Adapun lima isu krusial tersebut terkait ambang batas pencalonan Presiden, ambang batas parlemen, metode konversi suara ke kursi, alokasi kursi ke dapil, dan sistem pemilu.
Sempat tertunda beberapa kali, pansus pun belum juga menentukan kapan akan mengambil keputusan terhadap lima isu tersebut.
Jalur lobi pun semakin diintensifkan.
Rapat pansus yang berlangsung Rabu (14/6/2017) siang dan berakhir Rabu petang pun diskors untuk dilanjutkan Pukul 22.00 WIB.
"Kita skors rapat kita lanjutkan lobi jam 10 kita ketemu lagi," ujar Ketua Pansus RUU Pemilu Lukman Edy sebelum menutup rapat.
(Baca: Pemerintah Tak Hadir, Pansus RUU Pemilu Batal Putuskan 5 Isu Krusial)
Ada beberapa hal yang menurut Lukman perlu disiapkan. Pertama, soal tawaran paket lima isu krusial dari hasil musyawarah dan kedua, mekanisme pengambilan keputusan.
"Untuk menyelesaikan semua tugas-tugas yang cukup melelahkan ini," tuturnya.
Meski pengambilan keputusan lima isu krusial kerap ditunda, namun Menteri Dalam Negeri Tjahjo Kumolo mengaku memahami sikap tersebut.
Menurutnya, keberlangsungan partai politik bergantung pada lima isu tersebut.
"Pemerintah sadar untuk mengundangkan lima rumusan ini akan sangat sulit. Ini menyangkut hidup dan matinya parpol di Pileg dan Pilpres 2019. Saya yakin bapak ibu juga memegang garis partai," tutur Tjahjo.
(Baca: Meski Pembahasan Alot, Ketua DPR Harap RUU Pemilu Segera Selesai)

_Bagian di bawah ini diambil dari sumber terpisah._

PR #30296, opened 2024-08-14
all: remove kilic dependency from bls12381 fuzzers

jwasinger:
The [kilic](https://github.com/kilic/bls12-381) bls12381 implementation has been archived.  It shouldn't be necessary to include it as a fuzzing target any longer.

This also adds fuzzers for G1/G2 mul that use inputs that are guaranteed to be valid.  Previously, we just did random input fuzzing for these precompiles.

### DIFF
--- a/go.mod
+++ b/go.mod
@@ -47,7 +47,6 @@ require (
 	github.com/jackpal/go-nat-pmp v1.0.2
 	github.com/jedisct1/go-minisign v0.0.0-20230811132847-661be99b8267
 	github.com/karalabe/hid v1.0.1-0.20240306101548-573246063e52
-	github.com/kilic/bls12-381 v0.1.0
 	github.com/kylelemons/godebug v1.1.0
 	github.com/mattn/go-colorable v0.1.13
 	github.com/mattn/go-isatty v0.0.20
@@ -116,6 +115,7 @@ require (
 	github.com/hashicorp/go-retryablehttp v0.7.4 // indirect
 	github.com/influxdata/line-protocol v0.0.0-20200327222509-2487e7298839 // indirect
 	github.com/jmespath/go-jmespath v0.4.0 // indirect
+	github.com/kilic/bls12-381 v0.1.0 // indirect
 	github.com/klauspost/compress v1.16.0 // indirect
 	github.com/klauspost/cpuid/v2 v2.0.9 // indirect
 	github.com/kr/pretty v0.3.1 // indirect
--- a/oss-fuzz.sh
+++ b/oss-fuzz.sh
@@ -161,7 +161,7 @@ compile_fuzzer github.com/ethereum/go-ethereum/tests/fuzzers/bls12381 \
   $repo/tests/fuzzers/bls12381/bls12381_test.go
 
 compile_fuzzer github.com/ethereum/go-ethereum/tests/fuzzers/bls12381 \
-  FuzzG1Mul fuzz_g1_mul\
+  FuzzCrossG1Mul fuzz_cross_g1_mul\
   $repo/tests/fuzzers/bls12381/bls12381_test.go
 
 compile_fuzzer github.com/ethereum/go-ethereum/tests/fuzzers/bls12381 \
@@ -173,7 +173,7 @@ compile_fuzzer github.com/ethereum/go-ethereum/tests/fuzzers/bls12381 \
   $repo/tests/fuzzers/bls12381/bls12381_test.go
 
 compile_fuzzer github.com/ethereum/go-ethereum/tests/fuzzers/bls12381 \
-  FuzzG2Mul fuzz_g2_mul\
+  FuzzCrossG2Mul fuzz_cross_g2_mul\
   $repo/tests/fuzzers/bls12381/bls12381_test.go
 
 compile_fuzzer github.com/ethereum/go-ethereum/tests/fuzzers/bls12381 \
--- a/oss-fuzz.sh
+++ b/oss-fuzz.sh
@@ -213,6 +213,10 @@ compile_fuzzer github.com/ethereum/go-ethereum/tests/fuzzers/bls12381 \
   $repo/tests/fuzzers/bls12381/bls12381_test.go
 
 compile_fuzzer github.com/ethereum/go-ethereum/tests/fuzzers/bls12381 \
+  FuzzCrossG2MultiExp fuzz_cross_g2_multiexp \
+  $repo/tests/fuzzers/bls12381/bls12381_test.go
+
+compile_fuzzer github.com/ethereum/go-ethereum/tests/fuzzers/bls12381 \
   FuzzCrossPairing fuzz_cross_pairing\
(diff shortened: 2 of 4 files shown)


MariusVanDerWijden:
Looks like this fails currently:
```
func TestCrossG1MultiExp(t *testing.T) {
	input := []byte("0")
	fuzzCrossG1MultiExp(input)
}
```

go.mod
```diff
@@ -116,6 +115,7 @@ require (
 	github.com/hashicorp/go-retryablehttp v0.7.4 // indirect
 	github.com/influxdata/line-protocol v0.0.0-20200327222509-2487e7298839 // indirect
 	github.com/jmespath/go-jmespath v0.4.0 // indirect
+	github.com/kilic/bls12-381 v0.1.0 // indirect
```
kevaundray, line 118: For reference, why is this now indirectly used?

tests/fuzzers/bls12381/bls12381_fuzz.go
```diff
@@ -27,46 +27,37 @@ import (
 	"math/big"
 
 	"github.com/consensys/gnark-crypto/ecc"
-	gnark "github.com/consensys/gnark-crypto/ecc/bls12-381"
+	bls12381 "github.com/consensys/gnark-crypto/ecc/bls12-381"
```
kevaundray, line 30: Not a blocker -- with two bls libraries, I think the previous import alias of `gnark` was less ambiguous

jwasinger: Yeah agreed.

tests/fuzzers/bls12381/bls12381_fuzz.go
```diff
@@ -75,38 +66,28 @@ func fuzzCrossPairing(data []byte) int {
...
-		panic("pairing mismatch gnark / geth ")
-	}
-
 	// compute pairing using blst
 	blstResult := blst.Fp12MillerLoop(blG2, blG1)
 	blstResult.FinalExp()
 	res := massageBLST(blstResult.ToBendian())
-	if !(bytes.Equal(res, bls12381.NewGT().ToBytes(kResult))) {
+	if !(bytes.Equal(res, cResult.Marshal())) {
 		panic("pairing mismatch blst / geth")
```
kevaundray, line 91: This was there before, so just inquiring and not a blocker: Most of the functions below use `panic("{string})` while the subgroup check fuzzing function uses `panic(fmt.Sprintf)` -- Is there a reason for this?

kevaundray:
This looks good to me!

jwasinger:
Ah there's one thing:  We only fuzz the MSM precompiles using random inputs.  I'm going to add two additional fuzzers that fuzz these with inputs that are known to be valid.

kevaundray:
> Ah there's one thing: We only fuzz the MSM precompiles using random inputs. I'm going to add two additional fuzzers that fuzz these with inputs that are known to be valid.

I think it would be good to add the identity/zero point as input to one of these

jwasinger:
Yeah definitely.  Actually, I need to give the added fuzzers a longer run and prob adjust the seed corpus to increase the coverage.

tests/fuzzers/bls12381/bls12381_test.go
```diff
@@ -51,9 +51,9 @@ func FuzzG1Add(f *testing.F) {
 	})
 }
 
-func FuzzG1Mul(f *testing.F) {
+func FuzzCrossG1Mul(f *testing.F) {
```
holiman, line 54: If you change these names, or add new targets, you need to also update `oss-fuzz.sh` accordingly

holiman: I think you should just leave this name be instead
```suggestion
func FuzzG1Mul(f *testing.F) {
```

tests/fuzzers/bls12381/bls12381_test.go
```diff
@@ -69,9 +69,9 @@ func FuzzG2Add(f *testing.F) {
 	})
 }
 
-func FuzzG2Mul(f *testing.F) {
+func FuzzCrossG2Mul(f *testing.F) {
```
holiman, line 72:
```suggestion
func FuzzG2Mul(f *testing.F) {
```

tests/fuzzers/bls12381/bls12381_test.go
holiman: Ping on this

jwasinger: > I think you should just leave this name be instead

The PR expands these to be cross-library fuzzers.  Doesn't it make sense to have consistent naming with the other fuzzers of the same type?

holiman: Ok, but if so you need to update `oss-fuzz.sh`

holiman:
Sorry, this seems to have been forgotten a bit, and bitrotted. Could you please rebase this?

tests/fuzzers/bls12381/bls12381_test.go
jwasinger: I think we covered this in a discussion at some previous point, but we rename here because this now does cross-verification between blst/gnark instead of fuzzing random inputs.

I added random input fuzzers for g1/g2 mul to this PR, because why not.

jwasinger:
Oh, this is missing a cross fuzzer for g2 multiexp.

oss-fuzz.sh
```diff
@@ -172,6 +176,10 @@ compile_fuzzer github.com/ethereum/go-ethereum/tests/fuzzers/bls12381 \
   FuzzG2Add fuzz_g2_add \
   $repo/tests/fuzzers/bls12381/bls12381_test.go
 
+compile_fuzzer github.com/ethereum/go-ethereum/tests/fuzzers/bls12381 \
+  FuzzCrossG2Mul fuzz_cross_g2_mul\
```
MariusVanDerWijden, line 180: This might not work, since `FuzzCrossG2Mul` is a prefix of `FuzzCrossG2MultiExp` 
Go complains on my machine about it:
```
go test --fuzz FuzzCrossG1Mul
testing: will not fuzz, -fuzz matches more than one fuzz test: [FuzzCrossG1MultiExp FuzzCrossG1Mul]
FAIL
exit status 1
``` 
The way I found to fix it, was to specify `FuzzCrossG1Mul.` with a trailing dot.
I don't how if the compile_fuzzer script will work with this, but I think we should give it a try like it is right now and fix it up if necessary

MariusVanDerWijden (approved):
LGTM

oss-fuzz.sh
holiman: I think `FuzzCrossG1Mul$` is another to way to make it work. However, we can try it as is. The compilescript passes it to gofuzz-shim. Seems to me that it's parsed literally, not regexpy: https://github.com/holiman/gofuzz-shim/blob/main/main.go#L95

Tjahjo mengapresiasi sikap fraksi-fraksi di DPR yang masih mengedepankan semangat musyawarah dalam pengambilan keputusan.

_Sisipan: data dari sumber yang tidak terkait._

PR #30298, opened 2024-08-14
eth: remove LES server config

fjl:


lightclient (approved):

fjl:
There is a problem with this PR: if users previously performed `geth dumpconfig`, then the removal of these fields will make geth startup fail:

```
$ geth --config config.toml
INFO [08-14|19:39:14.228] Starting Geth on Ethereum mainnet...
INFO [08-14|19:39:14.229] Bumping default cache on mainnet         provided=1024 updated=4096
Fatal: config.toml, line 11: field 'LightPeers' is not defined in ethconfig.Config, see https://godoc.org/github.com/ethereum/go-ethereum/eth/ethconfig#Config for available fields
```

fjl:
I've fixed this by adding back `LightPeers`.

rjl493456442:
You can config the deprecated config fields here https://github.com/ethereum/go-ethereum/blob/master/cmd/geth/config.go#L317, the absence will be silently ignored then

rjl493456442 (approved):

PR #30299, opened 2024-08-14
core: only compute state root once

MariusVanDerWijden:
This PR refactors the genesis initialization a bit, s.th. we only compute the blockhash once instead of twice as before (during hashAlloc and flushAlloc)

This will significantly reduce the amount of memory allocated during genesis init

### DIFF
--- a/core/genesis.go
+++ b/core/genesis.go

Ia pun mengaku senang jika pengambilan keputusan bisa melalui musyawarah, tak melalui voting.
Pemerintah, kata dia, sudah banyak mengalah dalam pembahasan. Ia berharap fraksi-fraksi memahami itu dan bersama-sama menyusun undang-undang yang terbaik.
"Bahwa pileg dan pilpres adalah fawenya parpol, bukan kelompok A, B, C," kata Politisi PDI Perjuangan itu.